A new method of genetic analysis developed by researchers based at the Queensland Brain Institute (QBI), the University of Queensland Diamantina Institute (UQDI) and the Queensland Institute of Medical Research (QIMR) has shed fresh light on the elusive genetic underpinnings of schizophrenia.
While previous studies have pinpointed several genes along with rare chromosomal deletions and duplications associated with the disease, these account for less than three per cent of the risk of schizophrenia.
But the new method found that about a quarter of schizophrenia is captured by many variants that are common in the general population.
According to QBI’s Associate Professor Naomi Wray, who led the international study, this suggests that we all carry genetic risk variants for schizophrenia, but that the disease only emerges when the burden of variants, in combination with environmental factors, reaches a certain tipping point.
“They imply that each affected person may carry a unique combination of genetic risk variants, which in turn is consistent with a spectrum of symptoms and treatment responses,” says Associate Professor Wray.
Published in the latest issue of Nature Genetics, the study uses very distant genetic relationships between individuals that are estimated from nearly a million DNA markers, and shows the extent to which people with schizophrenia have more similar genomic profiles to each other than to people unaffected by this disorder.
This is the largest study of its kind to date with more than 20,000 participants.
Associate Professor Wray says the results hold out hope that as even larger study samples are collected, more specific genes will emerge, which will provide clearer insights into the underlying biology of schizophrenia.
It’s a paradigm which has already proved to be successful for other complex genetic traits and disorders, such as Crohn’s Disease.
Associate Professor Wray says that better understanding the genetic architecture of schizophrenia will ultimately aid the earlier diagnosis and management of the disorder.
“Because the risk of any one gene is so low, order to make further progress we need to gather even larger cohorts that are carefully collected with detailed symptom and treatment information,” she says.
Associate Professor Wray is one of 96 co-signatories of a letter published this year in Molecular Psychiatry, the premier journal for research in psychiatry, calling for investment in larger cohorts for genetic studies of psychiatric disorders.
“Larger cohorts will allow us to identify biological pathways contributing to risk of schizophrenia and to identify patterns in genomic profiles in different groups of affected people, which is the key to personalizing treatments,” she says.
Schizophrenia is a common, chronic and often devastating brain disorder characterized by persistent delusions and hallucinations.
It affects about 1 person in 100 at some point in their lives and usually strikes in late adolescence or early adulthood.
Despite the availability of effective treatments, the course of the illness is usually chronic, and response to treatments is often limited, leading to prolonged disability and personal suffering.

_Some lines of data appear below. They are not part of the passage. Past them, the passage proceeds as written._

Issue #449, opened 2021-03-16
HTTPErrors: Add 404 and other HTTPError components


matthewgallo:
## What will this achieve?
This will add the remaining HTTPError state components.

## How will success be measured?
When there are 3 total HTTPError components (403/404/other) in the storybook.

## Additional information

- [Designs](https://pages.github.ibm.com/cdai-design/pal/patterns/http-errors/usage)
- [Existing code](https://ibm-cloud-cognitive.netlify.app/?path=/story/cloud-cognitive-canary-httperrors-httperror403--with-all-props-set)

PR #456, opened 2021-03-16
PR for #449: Add remaining http error components

matthewgallo:
Contributes to #449 

This PR adds the two remaining HTTPError components.

#### What did you change?
I added individual mdx files for each of these new components within the HTTPErrors storybook directory.

Within storybook


davidmenendez (commented):
just out of curiosity, why go with having multiple error components instead of a single one with conditional returns?

matthewgallo:
I would have preferred that approach but this stems from the convo on the empty state PR, as we don’t want to have a single component that will end up importing all of the illustrations in one place. This approach keeps the illustrations separate

davidmenendez:
that's what i figured. man i hate that. oh well. looks good to me 👍

davidmenendez (approved):

Issue #462, opened 2021-03-17
Clean up test output


dcwarwick:
There are a lot of console messages that are emitted, mostly by CDAI components, during the test run `yarn test`. This makes it very difficult to work out what tests are actually failing! If those console messages are not needed they should be removed, and if they are needed then the tests can absorb the console output rather than have it dumped at the console. Ideally this would be done by maintainers of those components, but we should probably do some/all of it for our own sanity purposes.

PR #466, opened 2021-03-17
chore: ignore console log during test

lee-chase:
Contributes to #462

It has become increasingly harder to review test output, mainly because of all the console output. This PR removes it from CDAI.

Made the CDAI tests quiet. While we could just turn off console output for all the tests by mocking console.log/warn/error I have only done this for the IdeDataTable as it is harder to see how all required props get supplied.

I was unable to see how to prevent `UnhandledPromiseRejectionWarning`

#### What did you change?

- IdeButton - children type changed to node on the assumption that the test pass of two elements is correct.
- IdeCreate.test - Used jest spy on console and checked it was called.
- IdeDataTable.spec - mocked console.log/warn/error in beforeAll as it was hard to see how all required props could be added easily.
- IdeFilter - The use of `type="filter"` was out of date. No prop changes just handling of previous behaviour correctly. IdeFilter should add a prop 'filter'.
- IdeFilter.spec - corrected test to look for prop().filter
- IdeImporting - stopped processing async code when unmounted, perhaps test should have waited.
- IdeImporting.test - Removed dumping of log info to console. Console output should be tested if important.
- IdeSlideOverPanel.spec - added requiredProps (onClose) to uses of IdeSlideOverPanel

Ran tests checked no console.logs.


dcwarwick (approved):

davidmenendez (approved):

vladbalanescu (approved):
LGTM 👍

Georgegriff:
We need to take another pass at this pr  these changes https://github.com/carbon-design-system/ibm-cloud-cognitive/pull/466/files#diff-6a018a5d6be2bf646860de69f748340880e2df9624a853a2b2f322297924b8ce caused this regression (double close buttons) https://github.com/carbon-design-system/ibm-cloud-cognitive/issues/713

PR #482, opened 2021-03-19
chore: improve generate cli

### LINKED ISSUE #460: CLI should add new component name to list of components
Can we add the generated component to the list of default components in package-settings.js when the CLI script runs? I think that would make the developer experience of using that script a little better.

Family history, which signifies genetic inheritance, is a strong risk factor for schizophrenia.
FOR FURTHER INFORMATION CONTACT
Naomi Wray
Associate Professor, QBI
Email: naomi.wray@uq.edu.au
NOTES TO THE EDITOR:
Statistical Psychiatric Genetics Laboratory
The primary research goal of Associate Professor Naomi Wray’s laboratory is to understand the genetic contribution to complex genetic disorders. Her research focuses on development and application of novel methods for analysis of genetic data with applications primarily in psychiatric disorders.

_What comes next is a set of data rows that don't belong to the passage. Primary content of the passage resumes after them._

PR #483, opened 2021-03-19
Apply code guidelines to AboutModal

### LINKED ISSUE #393: AboutModal: standards and consistency

dcwarwick:
Closes #393

#### What did you change?

AboutModal component files

Ran build and ran storybook. Added tests for remaining guidelines items and verified all tests run ok.

### DIFF
--- a/packages/experimental/src/components/AboutModal/AboutModal.test.js
+++ b/packages/experimental/src/components/AboutModal/AboutModal.test.js
@@ -5,22 +5,56 @@
  * LICENSE file in the root directory of this source tree.
  */
 
-import { fireEvent, render, screen } from '@testing-library/react';
 import React from 'react';
-import { Link } from 'carbon-components-react';
+import { fireEvent, render, screen } from '@testing-library/react';
 
+import { pkg, carbon } from '../../settings';
 import '../../enable-all'; // must come before component is imported (directly or indirectly)
 
+import uuidv4 from '../../global/js/utils/uuidv4';
+
+import { Link } from 'carbon-components-react';
 import { AboutModal } from '.';
+
 import ExampleLogo from './_story-assets/example-logo.svg';
 import ansibleLogo from './_story-assets/ansible-logo.png';
 import grafanaLogo from './_story-assets/grafana-logo.png';
 import jsLogo from './_story-assets/js-logo.png';
 
-const onCloseReturnsTrue = jest.fn(() => true);
-const onCloseReturnsFalse = jest.fn(() => false);
+const blockClass = `${pkg.prefix}--about-modal`;
+const componentName = AboutModal.displayName;
 
-const content = 'This is example content';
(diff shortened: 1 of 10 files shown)


packages/experimental/src/components/AboutModal/AboutModal.test.js
```diff
@@ -5,207 +5,196 @@
...
+    expect(container.querySelector(`.${blockClass}`)).not.toBeNull();
+  });
+
+  /*it('has no accessibility violations', async () => {
+    const { container } = render(
+      <AboutModal open {...{ content, logo, title }} />
+    );
+    await expect(container).toBeAccessible(componentName);
+    await expect(container).toHaveNoAxeViolations();
+  });*/
```
matthewgallo, line 98: Should we remove this test since it's commented out?

packages/experimental/src/components/AboutModal/AboutModal.test.js
```diff
@@ -5,207 +5,196 @@
...
+    IBM <span>{titleText}</span>
   </>
 );
+const versionNumber = `1.3.${uuidv4()}`;
 
-describe('AboutModal', () => {
-  test('renders title and content', () => {
-    render(<AboutModal open logo={logo} content={content} title={title} />);
+describe(componentName, () => {
+  it('renders a component AboutModal', () => {
```
matthewgallo, line 85: I noticed all of the test declarations changed from `test` to `it`. However I've seen other components use `test` in the library. Should we from this point forward stick to using `it`?

dcwarwick: Yes, that's the plan. They are synonyms, but Carbon use `it` so we may as well follow suit.

packages/experimental/src/components/AboutModal/AboutModal.test.js
dcwarwick: Ah, good catch. No, we should fix the accessibility failures! I meant to come back to that. Will fix and push.

matthewgallo (approved):

packages/experimental/src/components/AboutModal/AboutModal.test.js
dcwarwick: Fixed.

Queensland Brain Institute
The Queensland Brain Institute (QBI) was established as a research institute of the University of Queensland in 2003. The Institute is now operating out of a new $63 million state-of-the-art facility and houses 33 principal investigators with strong international reputations. QBI is one of the largest neuroscience institutes in the world dedicated to understanding the mechanisms underlying brain function.
What is GWAS?
GWAS is the abbreviation for genome-wide association studies. Since 2005, GWAS have successfully identified thousands of genes responsible for common human diseases, They were conceived to examine if genetic variants that are common in the population contribute to the risk of disease. It is widely recognized that these studies have brought about an unprecedented flood of biological discoveries across a broad range of common human diseases. However, GWAS have identified only a small number of all the genes involved in common diseases, including schizophrenia.
The process involved in GWAS involves rapidly screening hundreds of thousands of DNA markers (single nucleotide polymorphisms, or SNPs) of known location on the human genome across thousands of DNA samples of people with a particular disease and thousands of healthy people (controls).
What is a SNP?
SNPs are single nucleotide polymorphisms that are relatively evenly spaced across the human genome (approximately one every 80 bases) and are strategically selected to comprise a dense panel of markers of genetic variation for use in GWAS. If certain SNPs are associated with disease – that is, if they are significantly more frequent in disease cases than controls, they highlight a region of the genome where disease-causing variants may be located.